Max Dyche

Personal information
- Full name: Max Dyche
- Date of birth: 22 February 2003 (age 23)
- Place of birth: Northampton, England
- Height: 1.84 m (6 ft 0 in)
- Position: Defender

Team information
- Current team: Northampton Town
- Number: 35

Youth career
- 0000–2020: Northampton Town

Senior career*
- Years: Team / Apps / (Gls)
- 2020–: Northampton Town / 84 / (3)
- 2021: → Kettering Town (loan) / 7 / (0)
- 2022: → Brackley Town (loan) / 6 / (1)
- 2023: → Aldershot Town (loan) / 2 / (0)
- 2024: → Woking (loan) / 9 / (0)
- 2024–2025: → Woking (loan) / 21 / (2)

= Max Dyche =

English footballer

Max Dyche (born 22 February 2003) is an English professional footballer who plays as a defender for club Northampton Town.

==Career==
Dyche began his career with Northampton Town. He made his debut on 12 December 2020 against Crewe Alexandra, as a substitute for Christopher Missilou in the 72nd minute of the game. The match ended 2–1 to Crewe. Dyche made his first start against Oxford United on 15 December 2020, the match finishing 4–0 to Oxford. On 4 February 2022, he joined National League North leaders Brackley Town on loan to aid his development.

On 11 September 2023, Dyche joined National League club Aldershot Town on an initial one-month loan deal.

On 27 January 2024 it had been confirmed that Dyche had gone back out on loan. Returning to the National League to spend the rest of the season at Woking. Following nine appearances in a Woking shirt, Dyche was recalled in March due to injuries in the Northampton squad. In June 2024, he returned to Woking on a season-long loan deal. On 8 January 2025, it was announced that Northampton Town had recalled Dyche from his loan spell. Returning to Northamptonshire having featured 25 times, scoring twice for the Cards during his six months at the club.

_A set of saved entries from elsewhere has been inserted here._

PR #1276, opened 2026-05-06
Fix #1270 route help modal scroll keys

### LINKED ISSUE #1270: [blocks-scenario] Help dialog (?) is unscrollable despite documenting scroll keys
## Repro
From cockpit Home (rail focused on Home):
\`\`\`bash
pm cockpit-send-key '?'      # opens help dialog
pm cockpit-send-key '<pgdn>'  # tries to scroll
pm cockpit-send-key '<down>'
pm cockpit-send-key 'f'
pm cockpit-send-key '<space>'
\`\`\`

## Expected
Help dialog scrolls to reveal the rest of the bindings. The dialog itself documents \`pagedown / Space / f → Page down\` and shows a scrollbar indicator (▄) on its right edge — both signal "scrollable content below the fold".

## Actual
NONE of the documented scroll keys (pagedown, space, f, j, down arrow) scroll the help dialog. The user sees only the first ~20 bindings ("This screen" section) and the start of "Global (anywhere in cockpit)" header, with the rest cut off. j/down keys instead leak through to the rail and move rail cursor under the dialog.

\`\`\`
   ╭──────────────────────────────────────╮
   │                                      │
   │  Keyboard shortcuts  —               │   <-- dangling em-dash, no subtitle
   │                                      │
   │  This screen                         │
   │    j / ↓                             │
   │        Down                          │
   ...
   │    pagedown / Space / f              │
   │        Page down                  ▄  │   <-- scrollbar promises more
   │                                      │
   │  Global (anywhere in cockpit)        │   <-- cut off here
\`\`\`

The help dialog title also has a trailing em-dash with no following text — looks like a missing subtitle/version.

## Scenario context
Scenario 70 — first-impression
Round: 8
tmux pane size: 80x24

## Severity
blocks-scenario — \`?\` is the universal "I need help" affordance and one of the very first things a confused user will press. If it shows truncated content with no way to scroll, the user concludes there is no help. The dialog actively misleads by listing scroll keys that do not work inside it.

## Filed by
Tester sub-agent for round 8.

samhotchkiss:
Closes #1270

When Home help opens on the visible content-pane bridge, follow-up help-modal control keys now continue to that same bridge instead of falling back to the cockpit rail bridge. The Home dashboard help title also uses the short Home label.

Layer self-audit: touched UI/CLI input routing and keyboard-help presentation/tests only; no service, domain, store, or cross-layer imports added.

### DIFF
--- a/src/pollypm/cli_features/ui.py
+++ b/src/pollypm/cli_features/ui.py
@@ -11,6 +11,7 @@ Contract:
 from __future__ import annotations
 
 import logging
+import time
 import traceback
 from datetime import datetime
 from pathlib import Path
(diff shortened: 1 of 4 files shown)


samhotchkiss (commented):
Activated + cockpit-driven verify. Repro confirmed fixed: pressing ? on Home opens help modal, then <pgdn>/<space>/f/<down>/<home> all scroll the modal correctly, revealing the previously-hidden Global section. <esc> dismisses cleanly and subsequent <down> properly routes back to the rail. Scoped tests (test_cockpit_input_bridge, test_keyboard_help) all green (69 passed). Title 'Home' replaces the dangling em-dash. Bridge-tracking via CockpitRouter._load/_write_state matches the pattern already established in cli_features/ui.py.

On 6 May 2025, Northampton announced the player had been offered a new contract. On 23 June 2025, the club announced he had signed a new two-year contract.

==Career statistics==

Appearances and goals by club, season and competition
| Club | Season | League |  |  | FA Cup |  | League Cup |  | Other |  | Total |  |
| Division | Apps | Goals | Apps | Goals | Apps | Goals | Apps | Goals | Apps | Goals |
| Northampton Town | 2020–21 | League One | 2 | 0 | 0 | 0 | 0 | 0 | 0 | 0 | 2 | 0 |
| 2021–22 | League Two | 1 | 0 | 0 | 0 | 0 | 0 | 1 | 0 | 2 | 0 |
| 2022–23 | League Two | 18 | 1 | 1 | 0 | 0 | 0 | 3 | 0 | 22 | 1 |
| 2023–24 | League One | 4 | 0 | 0 | 0 | 1 | 0 | 2 | 0 | 7 | 0 |
| 2024–25 | League One | 20 | 0 | 0 | 0 | 0 | 0 | 0 | 0 | 20 | 0 |
| 2025–26 | League One | 37 | 2 | 0 | 0 | 1 | 0 | 5 | 0 | 43 | 2 |
| 2026–27 | League Two | 2 | 0 | 0 | 0 | 1 | 0 | 1 | 0 | 4 | 0 |
| Total |  | 84 | 3 | 1 | 0 | 3 | 0 | 12 | 0 | 100 | 3 |
| Kettering Town (loan) | 2021–22 | National League North | 7 | 0 | 0 | 0 | — |  | 0 | 0 | 7 | 0 |
| Brackley Town (loan) | 2021–22 | National League North | 6 | 1 | 0 | 0 | — |  | 0 | 0 | 6 | 1 |
| Aldershot Town (loan) | 2023–24 | National League | 2 | 0 | 0 | 0 | — |  | 0 | 0 | 2 | 0 |
| Woking (loan) | 2023–24 | National League | 9 | 0 | 0 | 0 | — |  | 0 | 0 | 9 | 0 |
| Woking (loan) | 2024–25 | National League | 21 | 2 | 2 | 0 | — |  | 2 | 0 | 25 | 2 |
| Career total |  |  | 128 | 6 | 3 | 0 | 3 | 0 | 14 | 0 | 143 | 6 |

==Honours==
Northampton Town
- EFL League Two promotion: 2022–23

==Personal life==
Dyche is one of the two children of Sean Dyche.